→ Data:
◇ ◇ ◇ ◇

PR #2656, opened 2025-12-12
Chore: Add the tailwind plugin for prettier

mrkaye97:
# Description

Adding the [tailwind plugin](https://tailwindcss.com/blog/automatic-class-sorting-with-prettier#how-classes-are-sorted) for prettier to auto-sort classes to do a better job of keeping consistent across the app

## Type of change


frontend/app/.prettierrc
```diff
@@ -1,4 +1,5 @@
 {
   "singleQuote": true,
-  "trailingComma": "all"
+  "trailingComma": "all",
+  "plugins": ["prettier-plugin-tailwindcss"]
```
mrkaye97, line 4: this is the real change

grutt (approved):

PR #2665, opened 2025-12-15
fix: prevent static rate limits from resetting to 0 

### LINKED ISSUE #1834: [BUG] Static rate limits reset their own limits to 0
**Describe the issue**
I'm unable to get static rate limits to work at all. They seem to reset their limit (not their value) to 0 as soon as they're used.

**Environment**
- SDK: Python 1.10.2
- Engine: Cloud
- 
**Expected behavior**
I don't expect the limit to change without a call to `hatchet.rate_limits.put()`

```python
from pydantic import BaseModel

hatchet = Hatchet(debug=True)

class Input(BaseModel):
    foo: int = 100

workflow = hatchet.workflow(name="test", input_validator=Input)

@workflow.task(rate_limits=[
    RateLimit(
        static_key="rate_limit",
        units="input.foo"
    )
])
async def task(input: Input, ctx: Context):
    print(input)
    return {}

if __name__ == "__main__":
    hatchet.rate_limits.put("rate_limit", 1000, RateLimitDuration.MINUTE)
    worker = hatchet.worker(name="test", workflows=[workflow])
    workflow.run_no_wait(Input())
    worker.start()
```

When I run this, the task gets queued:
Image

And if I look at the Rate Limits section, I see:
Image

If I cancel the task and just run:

◇ ◇ ◇ ◇

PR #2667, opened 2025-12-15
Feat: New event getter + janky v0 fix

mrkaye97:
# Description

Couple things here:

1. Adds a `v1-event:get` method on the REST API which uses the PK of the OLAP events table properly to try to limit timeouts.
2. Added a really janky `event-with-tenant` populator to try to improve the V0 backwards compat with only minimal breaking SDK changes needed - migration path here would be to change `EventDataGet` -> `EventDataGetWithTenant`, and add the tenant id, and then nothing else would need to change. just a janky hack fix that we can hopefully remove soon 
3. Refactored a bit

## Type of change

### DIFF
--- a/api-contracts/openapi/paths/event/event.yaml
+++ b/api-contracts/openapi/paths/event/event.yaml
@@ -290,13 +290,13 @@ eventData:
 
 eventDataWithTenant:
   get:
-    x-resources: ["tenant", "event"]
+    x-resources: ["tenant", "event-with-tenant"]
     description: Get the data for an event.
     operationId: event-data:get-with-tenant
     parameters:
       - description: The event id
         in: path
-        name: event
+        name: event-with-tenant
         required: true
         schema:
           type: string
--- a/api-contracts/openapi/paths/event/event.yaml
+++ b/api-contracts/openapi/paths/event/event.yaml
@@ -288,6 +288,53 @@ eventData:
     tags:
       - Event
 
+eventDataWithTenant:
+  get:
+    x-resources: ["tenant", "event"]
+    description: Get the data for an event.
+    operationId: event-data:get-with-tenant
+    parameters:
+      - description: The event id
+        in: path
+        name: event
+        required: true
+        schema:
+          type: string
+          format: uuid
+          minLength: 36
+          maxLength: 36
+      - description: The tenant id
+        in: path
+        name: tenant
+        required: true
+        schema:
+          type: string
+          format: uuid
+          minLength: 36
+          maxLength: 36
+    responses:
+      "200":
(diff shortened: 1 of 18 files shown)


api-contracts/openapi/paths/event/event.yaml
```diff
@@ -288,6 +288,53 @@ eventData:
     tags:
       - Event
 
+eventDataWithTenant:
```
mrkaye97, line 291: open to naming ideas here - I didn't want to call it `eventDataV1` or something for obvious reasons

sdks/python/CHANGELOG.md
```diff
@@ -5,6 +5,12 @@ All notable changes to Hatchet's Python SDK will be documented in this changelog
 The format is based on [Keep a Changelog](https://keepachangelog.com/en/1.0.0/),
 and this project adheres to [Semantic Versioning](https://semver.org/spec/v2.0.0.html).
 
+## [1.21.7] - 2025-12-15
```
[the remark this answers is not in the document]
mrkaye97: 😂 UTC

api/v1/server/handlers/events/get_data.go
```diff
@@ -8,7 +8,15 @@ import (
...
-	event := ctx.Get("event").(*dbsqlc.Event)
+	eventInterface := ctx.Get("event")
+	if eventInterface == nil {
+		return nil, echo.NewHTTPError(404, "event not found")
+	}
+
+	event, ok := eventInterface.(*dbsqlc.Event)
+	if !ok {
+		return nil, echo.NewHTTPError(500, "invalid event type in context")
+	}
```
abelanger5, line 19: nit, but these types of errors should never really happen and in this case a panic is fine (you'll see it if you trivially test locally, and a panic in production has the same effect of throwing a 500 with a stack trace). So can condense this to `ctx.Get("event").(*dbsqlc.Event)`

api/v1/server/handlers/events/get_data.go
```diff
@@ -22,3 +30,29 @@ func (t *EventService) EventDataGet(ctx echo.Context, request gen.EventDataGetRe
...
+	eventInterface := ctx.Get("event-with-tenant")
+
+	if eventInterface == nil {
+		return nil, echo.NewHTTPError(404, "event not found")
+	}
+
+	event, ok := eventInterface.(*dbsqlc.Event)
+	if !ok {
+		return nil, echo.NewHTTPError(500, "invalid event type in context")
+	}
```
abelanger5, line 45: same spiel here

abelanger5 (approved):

◇ ◇ ◇ ◇

Copy every single line of the material above that holds "same".

→ Solution for this exercise:
abelanger5, line 19: nit, but these types of errors should never really happen and in this case a panic is fine (you'll see it if you trivially test locally, and a panic in production has the same effect of throwing a 500 with a stack trace). So can condense this to `ctx.Get("event").(*dbsqlc.Event)`
abelanger5, line 45: same spiel here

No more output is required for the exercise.